> [Goal of the exercise]: Locate the string "FedoraLinux" throughout the material and copy every line in which it occurs.
** Opening Study material block **
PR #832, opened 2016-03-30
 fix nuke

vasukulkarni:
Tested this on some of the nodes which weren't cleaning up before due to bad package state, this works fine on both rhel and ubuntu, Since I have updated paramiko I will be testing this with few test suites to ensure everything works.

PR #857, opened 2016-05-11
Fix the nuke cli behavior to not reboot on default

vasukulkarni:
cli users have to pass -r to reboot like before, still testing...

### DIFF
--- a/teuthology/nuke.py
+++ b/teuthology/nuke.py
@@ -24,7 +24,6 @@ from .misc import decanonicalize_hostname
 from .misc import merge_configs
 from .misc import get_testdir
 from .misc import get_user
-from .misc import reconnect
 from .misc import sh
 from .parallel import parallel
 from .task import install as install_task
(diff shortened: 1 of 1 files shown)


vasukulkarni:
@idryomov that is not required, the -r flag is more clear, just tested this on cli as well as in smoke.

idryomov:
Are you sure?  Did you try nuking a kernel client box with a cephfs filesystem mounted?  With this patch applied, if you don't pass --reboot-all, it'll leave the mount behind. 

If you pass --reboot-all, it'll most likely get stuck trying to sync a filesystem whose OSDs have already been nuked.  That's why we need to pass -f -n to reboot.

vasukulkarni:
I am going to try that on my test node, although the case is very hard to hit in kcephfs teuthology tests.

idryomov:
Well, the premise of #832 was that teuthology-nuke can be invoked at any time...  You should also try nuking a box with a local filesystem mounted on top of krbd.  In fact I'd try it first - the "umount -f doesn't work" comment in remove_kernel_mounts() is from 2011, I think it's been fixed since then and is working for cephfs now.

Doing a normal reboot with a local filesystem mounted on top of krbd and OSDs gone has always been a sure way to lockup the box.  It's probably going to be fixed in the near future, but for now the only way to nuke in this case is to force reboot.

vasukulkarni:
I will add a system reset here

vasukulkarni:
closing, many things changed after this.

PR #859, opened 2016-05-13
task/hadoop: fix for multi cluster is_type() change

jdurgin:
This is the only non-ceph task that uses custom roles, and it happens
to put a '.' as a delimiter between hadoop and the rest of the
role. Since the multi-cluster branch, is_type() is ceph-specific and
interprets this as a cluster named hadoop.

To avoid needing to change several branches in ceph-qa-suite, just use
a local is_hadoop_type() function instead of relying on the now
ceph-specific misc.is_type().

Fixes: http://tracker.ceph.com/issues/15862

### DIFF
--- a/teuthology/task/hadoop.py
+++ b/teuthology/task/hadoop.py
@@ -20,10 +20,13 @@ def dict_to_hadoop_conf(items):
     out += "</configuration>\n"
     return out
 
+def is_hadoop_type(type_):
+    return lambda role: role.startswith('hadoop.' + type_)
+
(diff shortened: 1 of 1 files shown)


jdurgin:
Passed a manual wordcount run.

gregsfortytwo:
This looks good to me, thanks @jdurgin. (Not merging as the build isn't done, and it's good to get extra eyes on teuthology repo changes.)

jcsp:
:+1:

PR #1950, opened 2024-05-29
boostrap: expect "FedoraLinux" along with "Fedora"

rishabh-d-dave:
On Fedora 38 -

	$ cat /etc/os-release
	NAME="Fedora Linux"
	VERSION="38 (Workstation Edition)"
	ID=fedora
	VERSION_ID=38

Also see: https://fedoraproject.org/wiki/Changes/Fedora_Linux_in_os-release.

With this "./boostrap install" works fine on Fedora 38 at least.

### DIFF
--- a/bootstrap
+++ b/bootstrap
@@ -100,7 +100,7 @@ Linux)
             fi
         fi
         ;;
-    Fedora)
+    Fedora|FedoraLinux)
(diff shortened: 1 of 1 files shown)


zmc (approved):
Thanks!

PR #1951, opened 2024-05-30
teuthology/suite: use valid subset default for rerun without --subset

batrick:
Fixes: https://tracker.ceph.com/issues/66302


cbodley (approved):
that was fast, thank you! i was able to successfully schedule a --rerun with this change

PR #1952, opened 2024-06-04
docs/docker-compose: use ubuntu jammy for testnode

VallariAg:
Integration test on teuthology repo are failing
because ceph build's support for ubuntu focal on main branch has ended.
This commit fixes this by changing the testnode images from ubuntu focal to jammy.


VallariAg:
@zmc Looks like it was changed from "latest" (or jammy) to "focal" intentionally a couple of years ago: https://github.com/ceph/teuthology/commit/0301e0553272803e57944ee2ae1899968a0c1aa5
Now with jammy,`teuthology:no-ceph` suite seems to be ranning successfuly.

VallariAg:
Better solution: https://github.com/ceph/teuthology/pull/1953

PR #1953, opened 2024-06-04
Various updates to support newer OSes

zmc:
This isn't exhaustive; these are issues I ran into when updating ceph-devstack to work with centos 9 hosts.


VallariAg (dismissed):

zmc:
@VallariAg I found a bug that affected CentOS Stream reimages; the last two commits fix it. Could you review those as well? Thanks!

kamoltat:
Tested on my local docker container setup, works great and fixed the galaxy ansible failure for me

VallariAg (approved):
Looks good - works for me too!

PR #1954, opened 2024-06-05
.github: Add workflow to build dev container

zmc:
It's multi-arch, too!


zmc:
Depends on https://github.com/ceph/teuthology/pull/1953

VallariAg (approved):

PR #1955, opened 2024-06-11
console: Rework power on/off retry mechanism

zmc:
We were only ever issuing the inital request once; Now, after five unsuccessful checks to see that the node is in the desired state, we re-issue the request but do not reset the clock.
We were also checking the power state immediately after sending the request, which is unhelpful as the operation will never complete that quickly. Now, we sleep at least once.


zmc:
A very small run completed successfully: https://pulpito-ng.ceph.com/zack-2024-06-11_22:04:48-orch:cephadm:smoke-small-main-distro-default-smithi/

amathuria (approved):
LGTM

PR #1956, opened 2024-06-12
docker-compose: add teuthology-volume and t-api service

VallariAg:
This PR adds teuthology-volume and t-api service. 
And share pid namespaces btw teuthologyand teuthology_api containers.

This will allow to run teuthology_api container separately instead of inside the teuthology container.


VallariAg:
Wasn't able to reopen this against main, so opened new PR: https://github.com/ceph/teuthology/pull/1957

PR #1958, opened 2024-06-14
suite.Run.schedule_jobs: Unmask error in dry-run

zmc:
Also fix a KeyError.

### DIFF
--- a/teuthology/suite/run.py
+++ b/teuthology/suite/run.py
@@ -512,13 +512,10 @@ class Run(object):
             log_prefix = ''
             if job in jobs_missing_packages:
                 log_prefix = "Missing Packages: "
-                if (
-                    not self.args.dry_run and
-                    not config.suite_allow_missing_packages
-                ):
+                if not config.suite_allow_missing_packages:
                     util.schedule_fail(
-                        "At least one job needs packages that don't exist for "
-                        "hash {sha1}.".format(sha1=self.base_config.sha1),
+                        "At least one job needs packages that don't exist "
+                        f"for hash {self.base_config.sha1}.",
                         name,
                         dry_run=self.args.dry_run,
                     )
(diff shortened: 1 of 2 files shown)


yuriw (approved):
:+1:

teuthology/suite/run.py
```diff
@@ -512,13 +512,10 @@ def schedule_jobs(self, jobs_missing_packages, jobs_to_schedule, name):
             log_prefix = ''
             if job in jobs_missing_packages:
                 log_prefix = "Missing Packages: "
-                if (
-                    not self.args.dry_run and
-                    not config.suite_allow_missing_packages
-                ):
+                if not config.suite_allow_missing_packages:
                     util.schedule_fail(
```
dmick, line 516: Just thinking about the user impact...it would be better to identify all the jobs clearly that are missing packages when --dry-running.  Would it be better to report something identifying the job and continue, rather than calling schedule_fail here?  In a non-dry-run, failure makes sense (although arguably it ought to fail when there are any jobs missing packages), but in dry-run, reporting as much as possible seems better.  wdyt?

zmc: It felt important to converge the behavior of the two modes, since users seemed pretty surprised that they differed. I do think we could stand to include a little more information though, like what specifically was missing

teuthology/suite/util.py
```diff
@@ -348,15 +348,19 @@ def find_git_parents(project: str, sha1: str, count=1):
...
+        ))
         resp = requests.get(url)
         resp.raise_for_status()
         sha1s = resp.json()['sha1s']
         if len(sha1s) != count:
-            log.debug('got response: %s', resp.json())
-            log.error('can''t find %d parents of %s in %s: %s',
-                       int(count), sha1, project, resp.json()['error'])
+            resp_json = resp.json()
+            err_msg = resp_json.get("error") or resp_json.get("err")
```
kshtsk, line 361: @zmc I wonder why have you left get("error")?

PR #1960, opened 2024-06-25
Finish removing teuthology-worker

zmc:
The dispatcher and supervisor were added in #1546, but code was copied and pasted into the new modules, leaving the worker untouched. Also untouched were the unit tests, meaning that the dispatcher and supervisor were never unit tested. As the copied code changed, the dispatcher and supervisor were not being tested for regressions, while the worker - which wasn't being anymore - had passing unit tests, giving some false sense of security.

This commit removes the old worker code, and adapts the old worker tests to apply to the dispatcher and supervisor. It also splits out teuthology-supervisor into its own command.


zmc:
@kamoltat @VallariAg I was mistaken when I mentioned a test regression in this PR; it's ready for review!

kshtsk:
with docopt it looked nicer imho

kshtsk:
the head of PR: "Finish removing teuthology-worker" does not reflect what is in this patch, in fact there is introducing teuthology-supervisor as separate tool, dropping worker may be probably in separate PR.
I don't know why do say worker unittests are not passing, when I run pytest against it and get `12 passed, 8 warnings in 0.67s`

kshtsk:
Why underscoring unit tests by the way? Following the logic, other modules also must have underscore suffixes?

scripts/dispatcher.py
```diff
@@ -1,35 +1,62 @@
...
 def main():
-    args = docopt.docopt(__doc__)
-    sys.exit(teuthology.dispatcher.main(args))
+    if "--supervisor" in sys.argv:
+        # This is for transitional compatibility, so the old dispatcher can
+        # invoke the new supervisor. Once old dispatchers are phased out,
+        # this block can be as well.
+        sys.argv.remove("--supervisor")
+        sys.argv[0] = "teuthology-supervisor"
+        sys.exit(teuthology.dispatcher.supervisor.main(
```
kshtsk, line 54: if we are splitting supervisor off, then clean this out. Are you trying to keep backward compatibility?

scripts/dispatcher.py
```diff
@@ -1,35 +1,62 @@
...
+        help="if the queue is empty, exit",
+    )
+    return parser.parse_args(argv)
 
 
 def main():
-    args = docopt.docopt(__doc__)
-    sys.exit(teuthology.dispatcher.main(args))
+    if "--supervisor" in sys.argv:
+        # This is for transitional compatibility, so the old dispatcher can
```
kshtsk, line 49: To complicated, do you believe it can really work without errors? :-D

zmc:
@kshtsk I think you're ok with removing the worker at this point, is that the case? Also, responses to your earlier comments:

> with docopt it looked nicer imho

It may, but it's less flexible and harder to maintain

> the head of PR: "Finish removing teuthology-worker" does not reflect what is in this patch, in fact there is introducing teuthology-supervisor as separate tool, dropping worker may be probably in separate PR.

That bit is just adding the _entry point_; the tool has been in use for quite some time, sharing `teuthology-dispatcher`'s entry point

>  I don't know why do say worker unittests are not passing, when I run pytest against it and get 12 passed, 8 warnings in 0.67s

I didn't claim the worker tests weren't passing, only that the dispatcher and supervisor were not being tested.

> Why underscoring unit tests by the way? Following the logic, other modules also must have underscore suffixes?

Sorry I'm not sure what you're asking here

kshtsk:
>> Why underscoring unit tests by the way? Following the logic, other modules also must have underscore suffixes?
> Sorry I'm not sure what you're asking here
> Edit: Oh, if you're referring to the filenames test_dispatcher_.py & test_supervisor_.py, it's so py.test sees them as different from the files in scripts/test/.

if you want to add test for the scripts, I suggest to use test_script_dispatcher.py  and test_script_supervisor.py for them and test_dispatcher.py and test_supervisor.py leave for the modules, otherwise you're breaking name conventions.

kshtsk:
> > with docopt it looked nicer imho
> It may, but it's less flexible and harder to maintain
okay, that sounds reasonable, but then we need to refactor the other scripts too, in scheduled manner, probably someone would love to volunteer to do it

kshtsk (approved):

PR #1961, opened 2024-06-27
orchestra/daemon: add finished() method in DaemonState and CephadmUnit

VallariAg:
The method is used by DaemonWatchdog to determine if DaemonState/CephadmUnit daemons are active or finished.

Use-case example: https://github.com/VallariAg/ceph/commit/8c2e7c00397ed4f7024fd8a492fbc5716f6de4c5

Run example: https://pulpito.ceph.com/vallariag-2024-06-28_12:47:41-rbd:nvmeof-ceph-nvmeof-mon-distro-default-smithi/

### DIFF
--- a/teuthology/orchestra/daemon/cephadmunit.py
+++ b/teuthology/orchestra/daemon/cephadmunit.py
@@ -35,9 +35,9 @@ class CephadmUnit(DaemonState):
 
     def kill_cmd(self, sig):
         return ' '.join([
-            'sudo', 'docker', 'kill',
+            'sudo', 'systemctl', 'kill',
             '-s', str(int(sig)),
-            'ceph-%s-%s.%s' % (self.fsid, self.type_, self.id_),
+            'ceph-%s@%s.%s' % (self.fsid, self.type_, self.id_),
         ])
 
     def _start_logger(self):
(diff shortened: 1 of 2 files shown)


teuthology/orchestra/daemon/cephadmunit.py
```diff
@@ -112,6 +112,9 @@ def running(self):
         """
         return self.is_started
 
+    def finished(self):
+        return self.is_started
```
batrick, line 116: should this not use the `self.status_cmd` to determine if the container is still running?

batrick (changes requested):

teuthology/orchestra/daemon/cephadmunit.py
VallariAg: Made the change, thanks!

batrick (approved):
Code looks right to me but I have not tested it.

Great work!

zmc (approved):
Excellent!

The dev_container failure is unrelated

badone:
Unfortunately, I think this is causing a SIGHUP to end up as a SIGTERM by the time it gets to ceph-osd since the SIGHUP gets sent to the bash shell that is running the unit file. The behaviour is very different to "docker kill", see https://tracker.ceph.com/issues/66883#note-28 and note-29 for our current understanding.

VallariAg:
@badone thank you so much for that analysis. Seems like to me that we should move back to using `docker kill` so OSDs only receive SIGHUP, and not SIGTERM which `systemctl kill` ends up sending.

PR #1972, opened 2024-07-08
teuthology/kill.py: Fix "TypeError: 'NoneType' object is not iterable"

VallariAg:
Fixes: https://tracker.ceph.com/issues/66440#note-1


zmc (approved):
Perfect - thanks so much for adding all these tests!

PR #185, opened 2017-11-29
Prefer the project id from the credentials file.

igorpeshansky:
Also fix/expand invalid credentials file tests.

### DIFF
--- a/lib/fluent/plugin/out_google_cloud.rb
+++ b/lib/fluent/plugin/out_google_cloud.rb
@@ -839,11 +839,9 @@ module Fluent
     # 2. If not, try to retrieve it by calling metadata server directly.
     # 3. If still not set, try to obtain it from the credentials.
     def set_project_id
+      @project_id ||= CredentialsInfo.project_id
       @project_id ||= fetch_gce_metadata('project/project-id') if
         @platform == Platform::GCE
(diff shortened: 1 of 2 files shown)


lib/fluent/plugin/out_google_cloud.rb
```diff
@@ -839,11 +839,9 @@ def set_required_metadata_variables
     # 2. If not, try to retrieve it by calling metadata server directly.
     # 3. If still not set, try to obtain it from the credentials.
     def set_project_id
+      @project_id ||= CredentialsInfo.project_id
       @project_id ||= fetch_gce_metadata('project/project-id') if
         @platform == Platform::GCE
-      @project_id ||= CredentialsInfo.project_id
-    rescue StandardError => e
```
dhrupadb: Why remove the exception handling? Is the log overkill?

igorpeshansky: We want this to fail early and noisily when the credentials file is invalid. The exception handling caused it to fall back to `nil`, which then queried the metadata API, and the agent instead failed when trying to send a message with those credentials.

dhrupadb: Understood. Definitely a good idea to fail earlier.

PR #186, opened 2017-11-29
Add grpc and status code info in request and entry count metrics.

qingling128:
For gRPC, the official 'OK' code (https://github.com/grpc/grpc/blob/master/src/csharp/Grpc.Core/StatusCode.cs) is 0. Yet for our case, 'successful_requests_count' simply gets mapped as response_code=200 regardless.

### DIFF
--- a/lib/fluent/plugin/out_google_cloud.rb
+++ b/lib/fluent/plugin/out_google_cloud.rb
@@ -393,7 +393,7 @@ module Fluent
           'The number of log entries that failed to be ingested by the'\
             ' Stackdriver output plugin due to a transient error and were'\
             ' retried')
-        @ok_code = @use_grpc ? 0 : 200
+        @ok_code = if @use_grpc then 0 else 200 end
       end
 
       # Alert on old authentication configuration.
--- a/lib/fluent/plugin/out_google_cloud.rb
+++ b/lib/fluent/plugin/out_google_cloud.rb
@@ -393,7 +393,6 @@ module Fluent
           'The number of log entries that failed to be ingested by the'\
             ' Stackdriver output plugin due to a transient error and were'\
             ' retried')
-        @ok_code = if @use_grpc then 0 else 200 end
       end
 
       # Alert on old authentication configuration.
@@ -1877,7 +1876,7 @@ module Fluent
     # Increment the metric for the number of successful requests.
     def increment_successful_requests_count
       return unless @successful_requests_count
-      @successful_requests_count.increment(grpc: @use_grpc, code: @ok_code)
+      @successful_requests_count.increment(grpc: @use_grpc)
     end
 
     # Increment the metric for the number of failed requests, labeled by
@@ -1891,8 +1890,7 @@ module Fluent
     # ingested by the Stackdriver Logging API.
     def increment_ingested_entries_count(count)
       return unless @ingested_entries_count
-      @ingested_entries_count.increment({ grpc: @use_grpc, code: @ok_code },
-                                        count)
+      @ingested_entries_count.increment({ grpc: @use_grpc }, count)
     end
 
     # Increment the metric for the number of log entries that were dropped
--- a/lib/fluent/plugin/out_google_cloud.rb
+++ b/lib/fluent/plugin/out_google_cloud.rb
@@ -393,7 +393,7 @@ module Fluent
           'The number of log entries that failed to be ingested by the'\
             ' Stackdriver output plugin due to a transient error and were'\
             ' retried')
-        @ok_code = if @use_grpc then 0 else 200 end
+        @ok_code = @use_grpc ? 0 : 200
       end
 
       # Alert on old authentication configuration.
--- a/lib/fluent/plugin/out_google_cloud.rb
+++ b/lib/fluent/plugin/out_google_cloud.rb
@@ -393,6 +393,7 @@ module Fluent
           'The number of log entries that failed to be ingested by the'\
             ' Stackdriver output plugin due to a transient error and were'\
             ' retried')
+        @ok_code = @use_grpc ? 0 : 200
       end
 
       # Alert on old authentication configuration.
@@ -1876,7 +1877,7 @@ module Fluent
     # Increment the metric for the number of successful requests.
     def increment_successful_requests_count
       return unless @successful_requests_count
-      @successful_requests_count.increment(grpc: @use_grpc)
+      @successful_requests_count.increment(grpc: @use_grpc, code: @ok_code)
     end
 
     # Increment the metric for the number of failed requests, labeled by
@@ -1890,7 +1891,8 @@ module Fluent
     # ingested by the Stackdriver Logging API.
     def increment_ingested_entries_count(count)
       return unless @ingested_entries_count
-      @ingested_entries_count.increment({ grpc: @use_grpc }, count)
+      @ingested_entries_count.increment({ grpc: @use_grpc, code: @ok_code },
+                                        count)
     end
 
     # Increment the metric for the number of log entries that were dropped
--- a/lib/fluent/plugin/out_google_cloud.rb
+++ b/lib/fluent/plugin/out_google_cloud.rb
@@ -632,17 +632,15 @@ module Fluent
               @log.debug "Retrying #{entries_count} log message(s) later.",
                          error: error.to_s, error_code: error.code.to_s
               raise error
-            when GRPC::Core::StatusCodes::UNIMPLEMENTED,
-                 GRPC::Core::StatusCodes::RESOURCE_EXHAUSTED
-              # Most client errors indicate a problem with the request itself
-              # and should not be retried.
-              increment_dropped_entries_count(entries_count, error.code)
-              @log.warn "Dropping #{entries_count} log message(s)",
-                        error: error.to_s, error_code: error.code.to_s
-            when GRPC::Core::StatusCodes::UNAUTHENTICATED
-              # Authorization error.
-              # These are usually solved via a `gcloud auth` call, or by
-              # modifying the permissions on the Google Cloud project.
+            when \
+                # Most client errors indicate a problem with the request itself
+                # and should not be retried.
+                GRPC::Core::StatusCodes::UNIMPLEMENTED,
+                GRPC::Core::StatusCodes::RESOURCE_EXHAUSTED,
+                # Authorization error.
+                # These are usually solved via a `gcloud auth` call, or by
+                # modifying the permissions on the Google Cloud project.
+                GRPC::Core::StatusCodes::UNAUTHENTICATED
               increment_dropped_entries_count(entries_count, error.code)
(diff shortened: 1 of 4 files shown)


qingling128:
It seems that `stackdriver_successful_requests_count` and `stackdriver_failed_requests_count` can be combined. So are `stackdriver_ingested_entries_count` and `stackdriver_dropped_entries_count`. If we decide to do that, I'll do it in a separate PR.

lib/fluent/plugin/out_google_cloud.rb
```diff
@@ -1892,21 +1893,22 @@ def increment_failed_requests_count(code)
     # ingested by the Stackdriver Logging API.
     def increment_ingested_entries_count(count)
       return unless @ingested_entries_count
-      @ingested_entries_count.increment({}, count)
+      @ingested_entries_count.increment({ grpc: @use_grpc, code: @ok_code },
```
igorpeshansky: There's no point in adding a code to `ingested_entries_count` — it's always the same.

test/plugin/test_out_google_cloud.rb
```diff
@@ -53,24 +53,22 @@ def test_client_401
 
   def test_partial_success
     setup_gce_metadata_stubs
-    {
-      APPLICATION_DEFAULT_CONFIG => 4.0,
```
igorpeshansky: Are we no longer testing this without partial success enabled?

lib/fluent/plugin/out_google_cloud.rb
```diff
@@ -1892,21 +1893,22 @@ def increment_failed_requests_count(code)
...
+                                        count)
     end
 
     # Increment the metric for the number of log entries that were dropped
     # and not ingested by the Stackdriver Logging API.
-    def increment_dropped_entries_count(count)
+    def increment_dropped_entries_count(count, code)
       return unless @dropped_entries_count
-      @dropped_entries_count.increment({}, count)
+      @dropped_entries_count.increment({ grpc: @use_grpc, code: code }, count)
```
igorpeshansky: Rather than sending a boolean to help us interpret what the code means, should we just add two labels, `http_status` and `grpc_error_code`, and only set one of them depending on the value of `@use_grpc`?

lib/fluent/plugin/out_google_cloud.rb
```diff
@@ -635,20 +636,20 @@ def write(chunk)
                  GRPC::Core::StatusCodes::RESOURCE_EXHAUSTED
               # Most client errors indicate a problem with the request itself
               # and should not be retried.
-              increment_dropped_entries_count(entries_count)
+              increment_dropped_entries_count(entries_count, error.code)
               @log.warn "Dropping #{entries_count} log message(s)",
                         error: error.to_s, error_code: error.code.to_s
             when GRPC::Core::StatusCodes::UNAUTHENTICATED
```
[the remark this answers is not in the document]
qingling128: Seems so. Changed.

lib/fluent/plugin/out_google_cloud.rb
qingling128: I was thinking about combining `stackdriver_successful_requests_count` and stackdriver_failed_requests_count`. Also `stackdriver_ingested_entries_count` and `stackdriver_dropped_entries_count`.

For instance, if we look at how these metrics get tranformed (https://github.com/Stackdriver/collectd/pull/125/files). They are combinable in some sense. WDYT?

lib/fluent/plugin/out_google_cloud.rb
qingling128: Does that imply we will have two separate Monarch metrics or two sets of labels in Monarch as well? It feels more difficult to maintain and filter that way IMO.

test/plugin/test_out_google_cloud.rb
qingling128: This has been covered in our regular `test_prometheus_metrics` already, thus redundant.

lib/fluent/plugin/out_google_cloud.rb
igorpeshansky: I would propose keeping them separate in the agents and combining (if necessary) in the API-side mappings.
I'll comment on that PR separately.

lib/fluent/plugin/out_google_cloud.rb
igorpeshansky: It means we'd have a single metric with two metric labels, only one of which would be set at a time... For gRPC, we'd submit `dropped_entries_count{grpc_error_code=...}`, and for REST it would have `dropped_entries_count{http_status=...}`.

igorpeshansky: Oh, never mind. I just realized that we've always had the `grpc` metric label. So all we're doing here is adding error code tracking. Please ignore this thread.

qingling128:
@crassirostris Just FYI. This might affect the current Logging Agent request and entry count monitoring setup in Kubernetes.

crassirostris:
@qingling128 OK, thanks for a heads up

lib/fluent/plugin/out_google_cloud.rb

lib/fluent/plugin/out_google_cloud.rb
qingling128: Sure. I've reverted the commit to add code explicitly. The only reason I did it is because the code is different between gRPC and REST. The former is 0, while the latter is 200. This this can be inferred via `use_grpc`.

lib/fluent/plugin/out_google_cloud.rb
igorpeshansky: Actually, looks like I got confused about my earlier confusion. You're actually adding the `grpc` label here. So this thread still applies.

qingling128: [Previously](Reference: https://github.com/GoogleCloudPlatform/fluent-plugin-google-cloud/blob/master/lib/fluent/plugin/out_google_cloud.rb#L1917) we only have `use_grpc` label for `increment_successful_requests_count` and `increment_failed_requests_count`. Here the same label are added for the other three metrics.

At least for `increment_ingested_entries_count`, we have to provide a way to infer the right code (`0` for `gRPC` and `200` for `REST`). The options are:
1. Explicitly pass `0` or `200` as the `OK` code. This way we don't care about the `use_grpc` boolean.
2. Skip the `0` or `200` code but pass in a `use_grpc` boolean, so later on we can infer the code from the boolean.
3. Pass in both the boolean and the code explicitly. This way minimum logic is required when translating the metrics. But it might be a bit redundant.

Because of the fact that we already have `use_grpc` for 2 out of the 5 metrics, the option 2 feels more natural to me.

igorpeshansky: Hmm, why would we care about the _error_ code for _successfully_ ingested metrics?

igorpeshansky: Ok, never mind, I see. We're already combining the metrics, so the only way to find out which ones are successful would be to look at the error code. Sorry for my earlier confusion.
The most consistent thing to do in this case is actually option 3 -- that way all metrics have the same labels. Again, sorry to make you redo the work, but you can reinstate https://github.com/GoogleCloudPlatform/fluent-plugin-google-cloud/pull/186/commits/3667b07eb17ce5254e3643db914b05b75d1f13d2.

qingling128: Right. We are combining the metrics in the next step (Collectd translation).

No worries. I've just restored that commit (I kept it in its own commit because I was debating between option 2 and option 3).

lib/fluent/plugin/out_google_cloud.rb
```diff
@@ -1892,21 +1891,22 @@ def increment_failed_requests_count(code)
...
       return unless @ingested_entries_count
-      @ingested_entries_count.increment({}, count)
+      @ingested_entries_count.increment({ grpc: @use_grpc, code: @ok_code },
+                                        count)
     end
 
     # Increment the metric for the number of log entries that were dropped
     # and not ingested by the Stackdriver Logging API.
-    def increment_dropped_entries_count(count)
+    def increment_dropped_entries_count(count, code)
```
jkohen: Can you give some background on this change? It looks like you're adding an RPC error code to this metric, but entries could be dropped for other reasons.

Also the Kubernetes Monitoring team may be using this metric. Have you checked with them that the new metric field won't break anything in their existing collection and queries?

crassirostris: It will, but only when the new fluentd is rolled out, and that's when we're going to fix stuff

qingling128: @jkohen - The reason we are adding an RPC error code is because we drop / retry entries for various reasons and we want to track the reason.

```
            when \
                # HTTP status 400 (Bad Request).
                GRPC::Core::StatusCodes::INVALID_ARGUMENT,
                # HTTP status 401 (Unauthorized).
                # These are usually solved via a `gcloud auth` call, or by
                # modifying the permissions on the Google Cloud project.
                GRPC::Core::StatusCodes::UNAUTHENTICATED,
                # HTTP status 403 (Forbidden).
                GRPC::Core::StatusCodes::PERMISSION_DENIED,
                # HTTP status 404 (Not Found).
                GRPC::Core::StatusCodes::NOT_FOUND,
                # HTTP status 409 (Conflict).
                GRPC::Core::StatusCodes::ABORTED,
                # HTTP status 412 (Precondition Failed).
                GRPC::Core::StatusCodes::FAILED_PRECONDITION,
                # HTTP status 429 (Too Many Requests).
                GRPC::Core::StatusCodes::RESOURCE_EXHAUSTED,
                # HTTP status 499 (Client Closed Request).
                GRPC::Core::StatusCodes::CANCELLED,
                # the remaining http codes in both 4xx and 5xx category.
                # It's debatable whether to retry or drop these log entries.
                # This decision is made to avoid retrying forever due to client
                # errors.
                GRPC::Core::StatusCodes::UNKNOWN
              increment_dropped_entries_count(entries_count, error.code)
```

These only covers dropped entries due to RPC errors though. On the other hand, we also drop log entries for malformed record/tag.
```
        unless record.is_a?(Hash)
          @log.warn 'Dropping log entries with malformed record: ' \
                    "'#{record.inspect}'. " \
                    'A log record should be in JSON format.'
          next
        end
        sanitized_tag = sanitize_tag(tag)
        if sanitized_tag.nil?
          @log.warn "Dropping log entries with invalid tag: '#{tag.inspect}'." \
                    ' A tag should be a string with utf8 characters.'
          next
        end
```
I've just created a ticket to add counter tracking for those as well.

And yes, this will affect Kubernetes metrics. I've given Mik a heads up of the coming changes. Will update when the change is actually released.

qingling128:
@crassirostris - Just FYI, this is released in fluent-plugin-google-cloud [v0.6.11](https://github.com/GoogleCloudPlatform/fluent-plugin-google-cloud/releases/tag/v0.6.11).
** Closing Study material block **
> [Task response]:
boostrap: expect "FedoraLinux" along with "Fedora"
+    Fedora|FedoraLinux)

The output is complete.